[RECORDS FOR THE EXERCISE]
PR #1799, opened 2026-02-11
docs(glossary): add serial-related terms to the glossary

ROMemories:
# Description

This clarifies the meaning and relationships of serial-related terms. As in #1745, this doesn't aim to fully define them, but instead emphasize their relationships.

...

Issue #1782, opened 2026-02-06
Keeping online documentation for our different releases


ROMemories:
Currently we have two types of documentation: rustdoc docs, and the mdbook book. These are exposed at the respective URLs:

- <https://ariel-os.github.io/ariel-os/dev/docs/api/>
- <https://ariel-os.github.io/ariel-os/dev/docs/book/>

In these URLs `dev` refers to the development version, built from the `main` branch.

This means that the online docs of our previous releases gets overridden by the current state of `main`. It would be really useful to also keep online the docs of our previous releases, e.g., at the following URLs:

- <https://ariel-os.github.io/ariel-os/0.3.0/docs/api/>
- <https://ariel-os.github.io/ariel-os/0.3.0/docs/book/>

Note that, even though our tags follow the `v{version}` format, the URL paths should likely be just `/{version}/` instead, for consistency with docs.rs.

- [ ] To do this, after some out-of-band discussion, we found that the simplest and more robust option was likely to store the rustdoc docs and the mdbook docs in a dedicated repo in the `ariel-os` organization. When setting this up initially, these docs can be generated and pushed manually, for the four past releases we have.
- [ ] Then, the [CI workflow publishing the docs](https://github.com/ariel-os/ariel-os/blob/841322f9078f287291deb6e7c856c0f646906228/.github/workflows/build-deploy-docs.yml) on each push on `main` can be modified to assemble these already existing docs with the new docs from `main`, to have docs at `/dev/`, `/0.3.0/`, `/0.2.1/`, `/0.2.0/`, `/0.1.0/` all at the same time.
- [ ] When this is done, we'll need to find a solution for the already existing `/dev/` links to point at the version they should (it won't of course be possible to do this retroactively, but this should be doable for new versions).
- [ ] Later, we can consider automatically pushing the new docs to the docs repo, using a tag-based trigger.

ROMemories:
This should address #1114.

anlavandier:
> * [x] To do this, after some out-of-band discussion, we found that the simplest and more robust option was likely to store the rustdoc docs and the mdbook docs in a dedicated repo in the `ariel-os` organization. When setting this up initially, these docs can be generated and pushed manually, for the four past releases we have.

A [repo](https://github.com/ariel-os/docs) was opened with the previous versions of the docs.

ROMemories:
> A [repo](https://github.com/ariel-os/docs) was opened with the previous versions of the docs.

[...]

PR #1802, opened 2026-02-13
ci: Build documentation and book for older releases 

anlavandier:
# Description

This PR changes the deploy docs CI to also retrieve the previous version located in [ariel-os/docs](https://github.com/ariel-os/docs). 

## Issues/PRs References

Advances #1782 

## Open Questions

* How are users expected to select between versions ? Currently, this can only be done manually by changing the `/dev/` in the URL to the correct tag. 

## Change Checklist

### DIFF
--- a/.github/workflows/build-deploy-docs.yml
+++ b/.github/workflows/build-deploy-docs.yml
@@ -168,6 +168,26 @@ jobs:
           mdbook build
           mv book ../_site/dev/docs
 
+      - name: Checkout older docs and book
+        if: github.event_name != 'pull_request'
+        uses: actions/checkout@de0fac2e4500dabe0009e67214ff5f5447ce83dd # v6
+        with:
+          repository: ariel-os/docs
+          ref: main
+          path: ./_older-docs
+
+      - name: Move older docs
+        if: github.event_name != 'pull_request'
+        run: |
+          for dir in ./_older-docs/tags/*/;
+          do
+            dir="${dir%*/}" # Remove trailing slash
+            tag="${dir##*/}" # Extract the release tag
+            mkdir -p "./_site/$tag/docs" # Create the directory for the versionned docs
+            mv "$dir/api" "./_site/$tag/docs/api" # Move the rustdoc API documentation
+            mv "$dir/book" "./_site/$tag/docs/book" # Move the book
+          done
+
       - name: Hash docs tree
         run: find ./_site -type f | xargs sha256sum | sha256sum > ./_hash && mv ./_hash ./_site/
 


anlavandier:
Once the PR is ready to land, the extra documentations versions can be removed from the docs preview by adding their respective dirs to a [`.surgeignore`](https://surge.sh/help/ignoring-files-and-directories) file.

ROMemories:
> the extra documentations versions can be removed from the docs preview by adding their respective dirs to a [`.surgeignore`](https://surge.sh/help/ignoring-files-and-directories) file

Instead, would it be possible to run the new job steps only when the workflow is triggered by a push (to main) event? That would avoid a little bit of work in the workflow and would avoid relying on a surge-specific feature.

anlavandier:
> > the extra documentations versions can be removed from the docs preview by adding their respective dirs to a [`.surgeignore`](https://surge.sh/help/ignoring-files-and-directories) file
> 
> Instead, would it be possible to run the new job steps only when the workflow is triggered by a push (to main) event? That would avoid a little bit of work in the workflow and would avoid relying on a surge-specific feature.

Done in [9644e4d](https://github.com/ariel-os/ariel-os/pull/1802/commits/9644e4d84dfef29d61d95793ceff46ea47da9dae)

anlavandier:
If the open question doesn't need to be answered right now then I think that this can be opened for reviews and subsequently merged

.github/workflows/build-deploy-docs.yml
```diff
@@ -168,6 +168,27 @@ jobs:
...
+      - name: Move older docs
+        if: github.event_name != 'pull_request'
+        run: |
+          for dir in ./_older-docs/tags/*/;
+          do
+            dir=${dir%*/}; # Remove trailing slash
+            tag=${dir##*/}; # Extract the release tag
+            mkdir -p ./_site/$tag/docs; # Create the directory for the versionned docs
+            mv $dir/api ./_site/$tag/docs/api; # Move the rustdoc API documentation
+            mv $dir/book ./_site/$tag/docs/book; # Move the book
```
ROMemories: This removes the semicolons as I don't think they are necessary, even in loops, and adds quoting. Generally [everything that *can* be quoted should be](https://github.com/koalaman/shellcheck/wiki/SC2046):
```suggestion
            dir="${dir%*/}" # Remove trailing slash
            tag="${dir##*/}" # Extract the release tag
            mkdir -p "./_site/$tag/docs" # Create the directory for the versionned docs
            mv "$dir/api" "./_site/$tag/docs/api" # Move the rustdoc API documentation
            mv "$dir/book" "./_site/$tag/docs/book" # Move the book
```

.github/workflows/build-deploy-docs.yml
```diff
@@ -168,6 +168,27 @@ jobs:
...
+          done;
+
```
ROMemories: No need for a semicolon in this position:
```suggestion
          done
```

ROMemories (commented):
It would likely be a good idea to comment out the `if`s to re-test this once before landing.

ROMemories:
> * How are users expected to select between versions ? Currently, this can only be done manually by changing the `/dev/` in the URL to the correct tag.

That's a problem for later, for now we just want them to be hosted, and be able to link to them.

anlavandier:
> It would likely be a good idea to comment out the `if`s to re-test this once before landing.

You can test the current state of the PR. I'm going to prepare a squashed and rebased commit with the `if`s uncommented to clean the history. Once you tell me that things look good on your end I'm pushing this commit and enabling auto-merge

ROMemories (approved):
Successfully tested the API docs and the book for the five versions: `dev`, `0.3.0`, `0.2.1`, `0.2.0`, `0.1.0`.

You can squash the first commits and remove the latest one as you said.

[YOUR TASK]
Take every line above carrying "idea" and return it.

[RESULT OF THE EXERCISE]
It would likely be a good idea to comment out the `if`s to re-test this once before landing.
> It would likely be a good idea to comment out the `if`s to re-test this once before landing.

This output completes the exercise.